### What is needed
A verbatim copy of every record is needed.

### Records provided
PR #264, opened 2017-05-07
doc: rename render_lines into request_lines

little-dude:


raphlinus:
It's not correct. The old `render_lines` was a sync RPC request that returned the rendered lines. The new `request_lines` is an async notification that causes an async `update` to be sent later including the lines requested.

Thanks for the effort to clean up the docs, it's much appreciated.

### Exercise result
PR #264, opened 2017-05-07
doc: rename render_lines into request_lines

little-dude:


raphlinus:
It's not correct. The old `render_lines` was a sync RPC request that returned the rendered lines. The new `request_lines` is an async notification that causes an async `update` to be sent later including the lines requested.

Thanks for the effort to clean up the docs, it's much appreciated.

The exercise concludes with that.